PR #490, opened 2024-05-22
Add multiset custom count APIs

### LINKED ISSUE #462: [FEATURE]: Add multiset host-bulk count APIs

### LINKED ISSUE #488: [FEATURE]: Add `static_multiset::count_outer`

`static_multiset` requires an equivalent function to `static_multimap::count_outer`.

After #462 is finished, add a new API `count_outer` and also add a template parameter to the kernel to switch between `count` and `count_outer` behavior.

Still an open discussion if this is the best approach to tackle this problem but we couldn't come up with a better solution so far.

### Additional context

_No response_

PointKernel:
Closes #462, closes #488

This PR adds custom `count` APIs desired by libcudf hash join.


include/cuco/detail/open_addressing/kernels.cuh
```diff
@@ -354,13 +362,21 @@ CUCO_KERNEL void count(InputIt first, cuco::detail::index_type n, AtomicT* count
   auto idx               = cuco::detail::global_thread_id() / CGSize;
 
   while (idx < n) {
-    auto const key = *(first + idx);
+    typename std::iterator_traits<InputIt>::value_type const& key = *(first + idx);
```
PointKernel, line 370: caveats: `auto const` should **_not_** be used in any kernels when dereferencing input since it cannot deal with thrust wrappers properly.

include/cuco/detail/open_addressing/open_addressing_impl.cuh
```diff
@@ -544,22 +545,34 @@ class open_addressing_impl {
   [[nodiscard]] size_type count(InputIt first,
                                 InputIt last,
                                 Ref container_ref,
-                                cuda_stream_ref stream = {}) const noexcept
```
PointKernel, line 545: note to ourselves: no default parameters for detail APIs

include/cuco/detail/open_addressing/open_addressing_ref_impl.cuh
```diff
@@ -809,7 +809,7 @@ class open_addressing_ref_impl {
   /**
    * @brief Counts the occurrence of a given key contained in the container
    *
-   * @tparam ProbeKey Input type
+   * @tparam ProbeKey Prob key type
```
```suggestion
   * @tparam ProbeKey Probe key type
```

include/cuco/detail/open_addressing/open_addressing_ref_impl.cuh
```diff
@@ -844,7 +844,7 @@ class open_addressing_ref_impl {
   /**
    * @brief Counts the occurrence of a given key contained in the container
    *
-   * @tparam ProbeKey Input type which is convertible to 'key_type'
+   * @tparam ProbeKey Prob key type
```
```suggestion
   * @tparam ProbeKey Probe key type
```

include/cuco/detail/static_multiset/static_multiset_ref.inl
```diff
@@ -499,6 +499,27 @@ class operator_impl<
...
+   *
+   * @tparam ProbeKey Probe key type
+   *
+   * @param group The Cooperative Group used to perform group count
+   * @param key The key to count for
+   *
+   * @return Number of occurrences found by the current thread
+   */
+  template <typename ProbeKey>
+  __device__ size_type count_outer(cooperative_groups::thread_block_tile<cg_size> const& group,
```
sleeepyjack: I see there is a `count_outer` which takes a CG tile but no single-thread version. Is this intentional?

include/cuco/detail/open_addressing/open_addressing_impl.cuh
```diff
@@ -814,6 +827,43 @@ class open_addressing_impl {
...
+                                cuda_stream_ref stream) const noexcept
+  {
+    auto const num_keys = cuco::detail::distance(first, last);
+    if (num_keys == 0) { return 0; }
+
+    auto counter =
+      detail::counter_storage<size_type, thread_scope, allocator_type>{this->allocator()};
+    counter.reset(stream);
+
+    auto const grid_size = cuco::detail::grid_size(num_keys, cg_size);
```
sleeepyjack, line 856: Since `count` and `count_outer` are basically reductions, using a grid stride loop might help with performance since it reduces the number of global updates. Not an action item for this PR, but I think it would be helpful to introduce a facility that calculates the optimal grid size based on the given SM count.

include/cuco/detail/static_multiset/static_multiset.inl
```diff
@@ -289,6 +289,51 @@ static_multiset<Key, Extent, Scope, KeyEqual, ProbingScheme, Allocator, Storage>
...
+static_multiset<Key, Extent, Scope, KeyEqual, ProbingScheme, Allocator, Storage>::count(
+  InputIt first,
+  InputIt last,
+  ProbeKeyEqual const& probe_key_equal,
+  ProbeHash const& probe_hash,
+  cuda_stream_ref stream) const noexcept
+{
+  return impl_->count(first,
+                      last,
+                      ref(op::count).with_key_eq(probe_key_equal).with_hash_function(probe_hash),
```
sleeepyjack, line 310: This is nice!

include/cuco/detail/static_multiset/static_multiset_ref.inl
```diff
@@ -499,6 +499,27 @@ class operator_impl<
     auto const& ref_ = static_cast<ref_type const&>(*this);
     return ref_.impl_.count(group, key);
   }
+
+  /**
+   * @brief Counts the occurrence of a given key contained in multiset
```
sleeepyjack:
```suggestion
   * @brief Counts the occurrence of a given key contained in the multiset
```

include/cuco/detail/static_multiset/static_multiset_ref.inl
PointKernel: Good point. I could probably do the "outer check" in the kernel directly so the `count_outer` device API is not required. In general, I feel the `count_outer` APIs wouldn't be used anywhere outside of libcudf so I wanted to expose a host-bulk API only.

sleeepyjack: Also, I think users can always emulate the `count_outer` behavior at the call site through `max(set.count(key), 1)`. The CG version needs a bit more thought but should work similarly.

PointKernel: Done.

Also compared two ways of "outer check" and they generate exactly the same SASS
```cuda
    if (tile.all(thread_sum == 0) and tile.thread_rank() == 0) {
        ++thread_sum;
    }
```
v.s.
```cuda
    if (tile.all(thread_sum == 0)) {
        thread_sum += static_cast<int>(tile.thread_rank() == 0);
    }
```
https://godbolt.org/z/sf7YPdzqa

include/cuco/detail/open_addressing/open_addressing_impl.cuh
PointKernel: Depending on how soon `cuda::launch` (https://github.com/NVIDIA/cccl/issues/1646) will be ready, I wanted to avoid temporary effort since eventually they will all be replaced by `cuda::launch`. Any preferences?

PointKernel: OK. Probably not anytime soon based on the offline discussion. Let me test it a bit.

sleeepyjack: `cuda::launch` is of course preferred but given that it might take another major version or so to be feature complete we might want to fall back to using the ol' driver API. I would say the only kernels that would benefit from a smaller grid in cuco are those that flush staging buffers from shmem to gmem or do some sort of reduction. So this would be a good place to start the investigation.

sleeepyjack (approved):
👏 Nice work!

PointKernel:
Added the max occupancy grid size utility at [506228b](https://github.com/NVIDIA/cuCollections/pull/490/commits/506228bc4458eca34aece075e5b26ad0fc465cad).

# static_multiset_count_uniform_occupancy

## [0] Quadro RTX 8000

|  Key  |  Distribution  |  Occupancy  |   Ref Time |   Ref Noise |   Cmp Time |   Cmp Noise |      Diff |   %Diff |  Status  |
|-------|----------------|-------------|------------|-------------|------------|-------------|-----------|---------|----------|
|  I32  |    UNIFORM     |     0.1     |  39.571 ms |       0.04% |  49.468 ms |       0.08% |  9.898 ms |  25.01% |   FAIL   |
|  I32  |    UNIFORM     |     0.2     |  42.254 ms |       0.03% |  55.027 ms |       0.10% | 12.773 ms |  30.23% |   FAIL   |
|  I32  |    UNIFORM     |     0.3     |  45.503 ms |       0.02% |  59.976 ms |       0.04% | 14.474 ms |  31.81% |   FAIL   |
|  I32  |    UNIFORM     |     0.4     |  49.558 ms |       0.01% |  65.085 ms |       0.20% | 15.527 ms |  31.33% |   FAIL   |
|  I32  |    UNIFORM     |     0.5     |  54.977 ms |       0.01% |  71.128 ms |       0.07% | 16.152 ms |  29.38% |   FAIL   |
|  I32  |    UNIFORM     |     0.6     |  62.797 ms |       1.11% |  79.247 ms |       0.05% | 16.450 ms |  26.20% |   FAIL   |
|  I32  |    UNIFORM     |     0.7     |  73.613 ms |       0.01% |  90.862 ms |       0.06% | 17.249 ms |  23.43% |   FAIL   |
|  I32  |    UNIFORM     |     0.8     |  93.233 ms |       0.12% | 111.622 ms |       0.04% | 18.389 ms |  19.72% |   FAIL   |
|  I32  |    UNIFORM     |     0.9     | 146.283 ms |       0.01% | 166.684 ms |       0.08% | 20.401 ms |  13.95% |   FAIL   |
|  I64  |    UNIFORM     |     0.1     |  40.903 ms |       0.04% |  58.789 ms |       0.13% | 17.886 ms |  43.73% |   FAIL   |
|  I64  |    UNIFORM     |     0.2     |  45.784 ms |      10.08% |  65.997 ms |       7.83% | 20.213 ms |  44.15% |   FAIL   |
|  I64  |    UNIFORM     |     0.3     |  47.134 ms |       0.01% |  69.038 ms |       0.10% | 21.904 ms |  46.47% |   FAIL   |
|  I64  |    UNIFORM     |     0.4     |  51.379 ms |       0.02% |  74.370 ms |       0.14% | 22.991 ms |  44.75% |   FAIL   |
|  I64  |    UNIFORM     |     0.5     |  57.030 ms |       0.02% |  80.411 ms |       0.15% | 23.382 ms |  41.00% |   FAIL   |
|  I64  |    UNIFORM     |     0.6     |  64.987 ms |       0.18% |  88.957 ms |       0.07% | 23.970 ms |  36.88% |   FAIL   |
|  I64  |    UNIFORM     |     0.7     |  76.416 ms |       0.03% | 101.227 ms |       0.09% | 24.812 ms |  32.47% |   FAIL   |
|  I64  |    UNIFORM     |     0.8     |  96.865 ms |       0.01% | 123.250 ms |       0.07% | 26.385 ms |  27.24% |   FAIL   |
|  I64  |    UNIFORM     |     0.9     | 152.041 ms |       0.01% | 181.059 ms |       0.07% | 29.018 ms |  19.09% |   FAIL   |

The performance decreased by about 20% to 40% depending on the case. This utility could be helpful to other cases though. To be tested.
———
(Directions for this task): Show each line of the records above containing "soon".

(Exercise solution):
PointKernel: Depending on how soon `cuda::launch` (https://github.com/NVIDIA/cccl/issues/1646) will be ready, I wanted to avoid temporary effort since eventually they will all be replaced by `cuda::launch`. Any preferences?
PointKernel: OK. Probably not anytime soon based on the offline discussion. Let me test it a bit.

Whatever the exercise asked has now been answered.